A potential problem with the implementation of the Packet Transmitter block is that as explained in gr4-packet-modem transmitter, it uses Pdu<T>
objects (essentially a std::vector<T>
) to delimit packet boundaries because tag processing is too inefficient in GNU Radio 4.0. By default, the circular buffers connecting each block have 65336 elements. This buffer size could be changed, but at the moment there is not an API to do it. When using doubly-mapped circular buffers, the buffer size nevertheless needs to be at least equal to the page size, although there are other buffer implementations that would allow for very small buffers. The problem is that in practice the buffers connecting each block can be filled with up to 65536 packets. This would cause an extremely high latency, so no such Pdu<T>
buffer must ever be allowed to fill up.
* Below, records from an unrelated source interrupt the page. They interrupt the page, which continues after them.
PR #294, opened 2019-12-18
regl-worldview version 0.3.2

vidaaudrey:
Adding GLText from #291


vidaaudrey:
I forgot to merge. Looks it's already late. @davidswinegar  has another PR to bump the version.

PR #296, opened 2019-12-20
<GLText /> Highlight

troygibb:
## Summary

Adds a `highlightedIndices` prop to the `<GLText />` command.

After reviewing an original implementation of this feature with @jtbandes, where I kept the `BUFFER` value and dynamically calculated the highlight box, we agreed it might be better to just take that value out altogether, since the background highlighting feature, currently available in the `<Text />` command, is more readable than outlining.

So the main change is really just taking out this buffer value out of all the calculations, and adding a separate `vEnableHighlight` variable to the fragment shader, which takes an opinionated stance on how highlighting is done. That is, we make the font black and the background color yellow. This highlighting UI is how Chrome does it at least.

Therefore, most of the transmitter cannot rely on backpressure given by output buffer fullness (on the other hand, letting a buffer of 65536 "scalar" samples fill up is usually okay for latency, unless the sample rate is very slow). To try to improve latency even more, the input of each Pdu<T>
block in the transmitter is set to a max_samples
of 1, in order to try to make the runtime call the block even when just one packet is available at its input.
The latency management in the transmitter flowgraph shown above works in the following way. The Packet To Stream and Packet Counter blocks count the number of packets that pass through them. Each time that a packet passes through the block, a message with the updated count (a cumulative count of all the packets since the start of the flowgraph) is sent back to the TUN Source. The TUN Source keeps track of how many output packets it has produced so far. It has a parameter that sets the maximum number of packets that can be allowed to be inside the latency management zone, defined as the set of blocks between the TUN Source and the Packet To Stream or Packet Counter. The TUN Source uses its count of packets produced and the messages arriving from the Packet To Stream or Packet Counter in order to determine whether it is allowed to produce an output packet at this moment or not.
The TUN Source performs three functions that would be better placed in three separate blocks:
- Reading IP packets from a TUN device.
- Generating idle packets when no other packets are available and an output packet is requested.
- Controlling the number of packets that enter into the latency management region.
The problem with trying to separate these functions into different blocks is that the blocks need to be connected with buffers that are outside of the latency management region. As explained above, it is not possible to rely on buffer fill backpressure for the connections of these blocks. So it is quite difficult to separate these functions and still achieve good latency.